Means you wasted a perfectly good knife blade that could have served someone well for a lifetime, doing things to it that a knife was never designed to do in the first place.

After beating it with a hammer into a treated 4x4 and still cut would have been a good indicator that it would perform well as a using knife.

John I.


----------



## Hooked On Quack (Jun 29, 2014)

bbs383ci said:


> Now,  what does all this mean?  I'm all ears or eyes






You're not too bright ???


----------



## bbs383ci (Jun 29, 2014)

Hooked On Quack said:


> You're not too bright ???



I don't know if I would go straight to not bright, when someone with 50 years of knife building tells you to try testing a blade to failure then you try it. I am new to actual knife building and when I send a knife to some one I want it to be as good as it can be with the steel it's made of, now I believe the heat treat and temper was pretty much spot on. I said that because on a couple forums I have posted a knife I made and the first thing said is, did you test one before you g it ready for handle, so now I did and on both forums I haven't heard from the guys that told me to test it.


----------



## John I. Shore (Jun 29, 2014)

I know folks that have been making knives for close to 50 years, they are making the same junk today they were making 50 yrs ago, don't get confused about what a knife is and it's purpose.  

Beating on it with a hammer to cut something indicates the wrong use of the tool, you're making knives, not chisels.  Want to test it, cut something, use it don't abuse it.  

You wouldn't give a customer a refund/another knife if they treated one  in such a manner and claimed it failed.

Astetics, function, edge holding are among the highest qualities that successful makers have.  It's what customers look for and lay down their hard earned $'s for.

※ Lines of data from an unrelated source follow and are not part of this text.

PR #2588, opened 2024-09-03
NEOS-1338: Add support for checking the connection in the connect page

evisdrenova:
This adds in real time connection validation into the Connect page as the user selects a connection. It aims to solve/avoid two problems (that we've come across):

1. People not testing their connections and then getting to the schema page and not understanding why their schema isn't loading. 
2. Something going wrong with a connection at some point in time before they configure the job and then they come back to it and the connection is no longer valid. 

Similar to the test connection modal, possible responses are:

1. Success
2. Warning -> orange stop sign, usually means that we were able to connect but don't see anything. Also includes a link to the permissions table for more info. 
3. Errors -> unable to connect, takes them to the permissions table which has a longer explanation of the issue

Warnings and Errors don't stop the user from moving forward, just tell the user that something is potentially wrong. 

Demo:
https://www.loom.com/share/36d5b9edf19745bdbcf4c7312ba5c430?sid=6b80f535-4046-482f-8572-9f8dc99af3b3


backend/protos/mgmt/v1alpha1/connection.proto
```diff
@@ -48,6 +48,19 @@ message CheckConnectionConfigRequest {
   ConnectionConfig connection_config = 1;
 }
 
+message CheckConnectionConfigByIdRequest {
+  // The connection ID whose connection we want to validate
```
nickzelei, line 52: Maybe something simpler like this? the `whose connection` is a little strange since a connection isn't really a person.
```suggestion
  // The connection id to validate
```

backend/services/mgmt/v1alpha1/connection-service/connection.go
```diff
@@ -163,6 +163,51 @@ func (s *Service) CheckConnectionConfig(
...
+
+	_, err = s.verifyUserInAccount(ctx, nucleusdb.UUIDString(conn.AccountID))
+	if err != nil {
+		return nil, err
+	}
+
+	dtoVal, err := dtomaps.ToConnectionDto(&conn)
+	if err != nil {
+		return nil, err
+	}
```
nickzelei, line 190: All of this logic can be removed and replaced with an internal call to `GetConnection`. 

Then this function just becomes:

```
connResp, err := s.GetConnection(ctx, ...)
if err != nil {
  return nil, err
}

... your other check code below ...
```

backend/services/mgmt/v1alpha1/connection-service/connection.go
```diff
@@ -163,6 +163,51 @@ func (s *Service) CheckConnectionConfig(
...
+
+	resp, err := s.CheckConnectionConfig(ctx, checkReq)
+	if err != nil {
+		return nil, err
+	}
+
+	return connect.NewResponse(&mgmtv1alpha1.CheckConnectionConfigByIdResponse{
+		IsConnected:     resp.Msg.IsConnected,
+		ConnectionError: resp.Msg.ConnectionError,
+		Privileges:      resp.Msg.Privileges,
```
nickzelei, line 206: It's good practice to use the DTO Getters instead of accessing the properties directly, at least when the props are non-nil.
```suggestion
		IsConnected:     resp.Msg.GetIsConnected(),
		ConnectionError: resp.Msg.GetConnectionError(), // maybe don't need this one if it is a pointer and go is unhappy with the getter
		Privileges:      resp.Msg.GetPrivileges(),
```

backend/protos/mgmt/v1alpha1/connection.proto
```diff
@@ -48,6 +48,19 @@ message CheckConnectionConfigRequest {
   ConnectionConfig connection_config = 1;
 }
 
+message CheckConnectionConfigByIdRequest {
```
nickzelei, line 51: Thank you for adding comments!

backend/backend/internal/mocks/github.com/prometheus/client_golang/api/prometheus/v1/mock_API.go
```diff
@@ -0,0 +1,1376 @@
+// Code generated by mockery. DO NOT EDIT.
```
nickzelei, line 1: Hm, why is this in here?

frontend/apps/web/app/(mgmt)/[account]/new/job/connect/page.tsx
```diff
@@ -576,3 +718,76 @@ export default function Page({ searchParams }: PageProps): ReactElement {
...
+  id: string | undefined;
+  accountName: string;
+}
+
+function TestConnectionBadge(props: TestConnectionBadgeProps): ReactElement {
+  const { isValidating, validationResponse, id, accountName } = props;
+
+  const url = `/${accountName}/connections/${id}/permissions`;
+
+  const handleValidationResponse = (
```
Comment (nickzelei) [inline frontend/apps/web/app/(mgmt)/[account]/new/job/connect/page.tsx:734]: Probably worth moving this outside of this function to be its own standalone component that is isolated, that way it doesnt have to be rebuilt every time and react can better render it.

frontend/apps/web/app/(mgmt)/[account]/new/job/connect/page.tsx
```diff
@@ -576,3 +718,76 @@ export default function Page({ searchParams }: PageProps): ReactElement {
...
+    }
+  };
+
+  return (
+    <div className="relative flex items-center">
+      <div className="absolute">
+        {id && isValidating ? (
+          <Spinner className="text-black dark:text-white" />
+        ) : id && !isValidating ? (
+          <div>{handleValidationResponse(validationResponse)}</div>
```
Comment (nickzelei) [inline frontend/apps/web/app/(mgmt)/[account]/new/job/connect/page.tsx:786]: let's move that internal component to be its own module-level function.
```suggestion
          <div><TestConnectionValidationResponse ...props... />
```

frontend/apps/web/app/(mgmt)/[account]/new/job/connect/page.tsx
```diff
@@ -144,156 +178,194 @@ export default function Page({ searchParams }: PageProps): ReactElement {
...
+                                  mongodb={mongodb}
+                                  dynamodb={dynamodb}
+                                  mssql={mssql}
+                                  newConnectionValue={NEW_CONNECTION_VALUE}
+                                />
+                              </SelectContent>
+                            </Select>
+                          </div>
+                          <div>
+                            <TestConnectionBadge
```
Comment (nickzelei) [inline frontend/apps/web/app/(mgmt)/[account]/new/job/connect/page.tsx:355]: I watched the loom video. I think this component itself looks fine, but the error and warnings states are really long and kind of stick out.
image
Is there any way we could make this smaller or have it appear on the line below?
Or perhaps just be an icon that has a hover tooltip?
What does this look like on smaller screen sizes?

nickzelei (changes requested):
Nice! This will undoubtedly be useful. Left a few comments for cleaning up as well as a few questions.

backend/protos/mgmt/v1alpha1/connection.proto
evisdrenova: much better :)

backend/backend/internal/mocks/github.com/prometheus/client_golang/api/prometheus/v1/mock_API.go
evisdrenova: hm no idea? i ran `mockery` from the cli when i was trying to create a mock for testing but not sure why that got picked up? Shall i delete it?

nickzelei: Hm, maybe try deleting this.
I just ran mockery from the tip of main and saw no changes, so it's unclear to me why this is here.

frontend/apps/web/components/ui/form.tsx
```diff
@@ -153,14 +154,17 @@ const FormMessage = React.forwardRef<
...
+      <MdErrorOutline />
+      <p
+        ref={ref}
+        id={formMessageId}
+        className={cn('text-xs font-medium ', className)}
+        {...props}
+      >
+        {body}
+      </p>
+    </div>
```
nickzelei, line 167: Hey this is a shadcn component and generally shouldn't be touching stuff in here in an effort to keep it pretty upstream with shadcn so that it makes it easy to pull  in future updates.

In other words, why the change to this now? And does this styling look okay throughout the rest of the app for all of our forms that use FormMessage ?

frontend/apps/web/app/(mgmt)/[account]/new/job/connect/page.tsx
```diff
@@ -341,172 +412,252 @@ export default function Page({ searchParams }: PageProps): ReactElement {
...
+                                            `destinations.${index}.connectionId`
+                                          )
+                                        ]?.isValidating && (
+                                          <Spinner className="text-black dark:text-white absolute" />
+                                        )}
+                                    </div>
+                                  </div>
                                 )}
                               </FormControl>
+                              <div>
```
Comment (nickzelei) [inline frontend/apps/web/app/(mgmt)/[account]/new/job/connect/page.tsx:628]: I think if you add a `flex` class, this might look a little bit nicer as it will only take up the space it needs.
image

Also, it looks like the corners are rounded on the success state but not on the other state. Maybe that could be updated for consistency.

Comment (nickzelei) [reply frontend/apps/web/app/(mgmt)/[account]/new/job/connect/page.tsx:628]: One thing we might want to consider too is that for ephemeral environments this will always be red. But maybe that's ok.

nickzelei (commented):
left a few comments, overall it looks really good!

One thing for us to also consider is that there currently isn't a way for this to be reactive.

Meaning: it would be great if I saw that the connection was failing...fixed it...and then when I came back to the page it re-triggered (if this was a hook) or I had a way to manually re-check the connection via a button click.
Right now it only does it on change.

For source it is easy...because it's only one so that could easily be a hook. Gets a little bit more hairy with the multiple destinations.

On a separate note: Be aware that both the AIGenerate and Generate have their own connection pages that this isn't currently being applied to. Maybe that could be done as a follow up?

frontend/apps/web/components/ui/form.tsx
evisdrenova: yeah i updated it since it looked different compared to the other warning that we show in the connect page now. I checked in other places and I (personally) think it looks much better.

evisdrenova: yeah i updated it since it looked different compared to the other warning that we show in the connect page now. I checked in other places and I (personally) think it looks much better. But good catch, I only want it to be applied to error cases so will add a check here for that.

frontend/apps/web/app/(mgmt)/[account]/new/job/connect/page.tsx
Comment (evisdrenova) [reply frontend/apps/web/app/(mgmt)/[account]/new/job/connect/page.tsx:628]: yeah i think that's okay, also why i didn't make it invalidate the form and the ability to proceed. but yes the flex class sounds good!

Comment (evisdrenova) [reply frontend/apps/web/app/(mgmt)/[account]/new/job/connect/page.tsx:628]: updated :) wish tailwind could pick up `rrounded-xl` or i just need to learn how to spell...

evisdrenova:
yeah i considered that but didn't want to shove it all into one PR. I also need to add this to the source and destination pages in the job/[id] as well + a few other fast follows

nickzelei (approved):
🚢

Remember, with a "differential HT" as one sharpens through the hard edge over the years they get into softer steel making the knife less capable of holding an edge as it did when it was made.  Many consider this a waste of good blade steel, where as if the entire blade is heat treated properly, even after years and years of sharpening, as the blade wears down, you will still be into hard steel that will continue to provide good edge holding abilities.

Many times on this very forum we have seen where folks have knives that belonged to their Father or Grandfather, it means a lot to them, you're making knives now that can be passed down through many generations with proper care and use.

You can test the quality of a blade without destroying it.

Was a good looking knife.

John I.


----------



## shakey gizzard (Jun 29, 2014)

Use a softer hammer!


----------



## bbs383ci (Jun 29, 2014)

Thanks John,  I will be making another like it and it will be the last one I test except for cutting test.   Yes you are right I wouldn't warranty a blade that was used like the one I just tested.  I guess it makes a difference when your working with a known steel. I know a lot of people don't care for simple carbon steels and prefer high grade stainless but I like being able to heat treat my own blades and till I get an electric kiln I will stick with carbon and tool steels.   

Needless to say the heat treat and temper process are working good and I am producing usable knives that will last.


----------



## Anvil Head (Jul 1, 2014)

You guys need to lighten up a little. He asked some important questions. 
John, I respect your work and do not intend to take issue as most of what you said is correct. Somebody did all the testing on the steels you use and made the info available. You use these numbers to do your work and have the quality equipment to make these work well for you. BB does not at this point in his journey.

However, taking things in context and proper perspective, he had asked if he was doing things right. His control points were very loose (no disrespect) on his HT procedure and using a steel with which he is not totally familiar. He has no way of knowing if he is getting it right. Rc testing even in a lab setting is only as good as the one testing. Very few have the expertise to test odd shaped and irregular surfaces with any accuracy (proven over and over). 
Now, taking a blade to that close to finish for that kind of testing was never recommended....that was his choice, probably not the best idea, but he gets that.
His desire is to make the best he can with what he has on hand and is working through the learning curve. He will know when he breaks the crest.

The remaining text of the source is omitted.